Hello, dear friend, you can consult us at any time if you have any questions, add WeChat: daixieit

CS450:  Introduction to Parallel Programming

Quizz 6

2022

Submission Instructions

Please submit the answers to the questions on BBLearn as a pdf  (no .doc, .docx, .odt, .txt, etc.).  You should turn in a pdf called CS450 quizzX NAME.pdf, where “NAME” is your NAU username and “X”is the assignment number (e.g., CS450 quizz6 ab1234.pdf). Assignments need to be turned in via BBLearn.

 

Question 1: Processes

You write some computation-intensive code, such as an array reduction, which is for the moment only sequential.  But because it takes some time to execute, you decide that it is time to parallelize it.  After carefully considering your options, your choice goes towards processes. You will create n processes, and will thus divide your array into n chunks.  You are lucky, n evenly divides your array!  Each process will then compute the partial reduction on their respective array, and the main process of your application (i.e., the one that created the other processes), will then add all the n partial reductions from the n processes.

After parallelizing and running your code, you do not obtain the expected result. And even after countless hours debugging your code, you realize that it is free of race conditions, deadlocks, etc.  The code should work. But it does not, the result is wrong.
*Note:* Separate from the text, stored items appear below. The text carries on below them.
PR #1374, opened 2019-02-12
send tx with signature

gravityblast:
In case of a keycard account, the transaction is signed by the card and the signature is sent to `status-go` together with the original transaction.
The original transaction is needed to serialize the final transaction with signature.

Important changes:
- [x] add `SendTransactionWithSignature` to transactor

### DIFF
--- a/transactions/transactor.go
+++ b/transactions/transactor.go
@@ -69,6 +69,8 @@ func (t *Transactor) SendTransaction(sendArgs SendTxArgs, verifiedAccount *accou
 	return
 }
 
+// SendTransactionWithSignature receive a transaction and a signature, serialize them together and propage it to the network.
+// It's different from eth_sendRawTransaction because it receives a signature and not a serialized transaction with signature.
 func (t *Transactor) SendTransactionWithSignature(args SendTxArgs, sig []byte) (hash gethcommon.Hash, err error) {
 	chainID := big.NewInt(int64(t.networkID))
 	signer := types.NewEIP155Signer(chainID)
@@ -113,6 +115,7 @@ func (t *Transactor) SendTransactionWithSignature(args SendTxArgs, sig []byte) (
 	if err := t.sender.SendTransaction(ctx, signedTx); err != nil {
 		return hash, err
 	}
+
 	return signedTx.Hash(), nil
 }
 
--- a/transactions/transactor.go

As if you were not accumulating all the elements of the array. . . Question:   Why do not you get the right result?

 

Question 2: Pthreads Performance

You parallelize a piece of code that you had using Pthreads, and you are very proud of what you wrote, which looks like something like this:

1                 //  Global  variables

2                 float*  result;

3                 float*  arrayA;

4                 float*  arrayB;

5

6                pthread_mutex_t mutex;

7

8                 int main() 9                 {

10                              /*  Declares  and  initializes  the  global  arrays ,  threads , mutexes ,  etc .  */

11                              /*  Basically  everything  you  need  for  your  code  to  work  */

12                              /*  Threads  run  the  doWork()  function  below  */

13                 }

14

15                void  doWork(void*  args) 16                 {

17                              int  tid  =  (int)  args;

18                              int  localSize  =  ARRAY_SIZE  /  NB_THREADS;

19

20                              mutex .lock();

21                              for  (i  =  0;  i  <  localSize;  ++i)


22                              {

23                                           result[tid  *  localSize  +  i]  =  arrayA[tid  *  localSize  +  i]  *  arrayB[tid  * localSize  +  i];

24                              }

25                              mutex .unlock();

26                 }

The code that you wrote basically splits a vector multiplication evenly between all your threads, and you are sure that it is free from any bug/race condition/deadlock/etc.  As a good programmer that cares about the performance of their program, you decide to add some timers to measure how long it takes to execute it.  You are pretty confident that you will reach a high, if not perfect, speedup.  However, it does not seem to be the case. Actually, it is quite far from that. . . The performance are barely better than when it was sequential!

Question:   Why do not you achieve good performance, and what could you change?

 

Question 3: Is it actually good?

You change your code above, and you finally achieve pretty good performance. Or at least, it looks like so. You are not entirely sure. You decide that in addition to the execution time, you should also look at some other metrics.

Your code was taking 33 seconds to execute in sequential. You parallelized it to use 6 threads (which is less than the number of cores your machine has), and it now runs in 9 seconds.

Question:   What is the speedup, and the parallel efficiency, of your code?

Question:   Your machine actually has 8 cores. What execution time could you expect, if you were using 8 threads, instead of 6?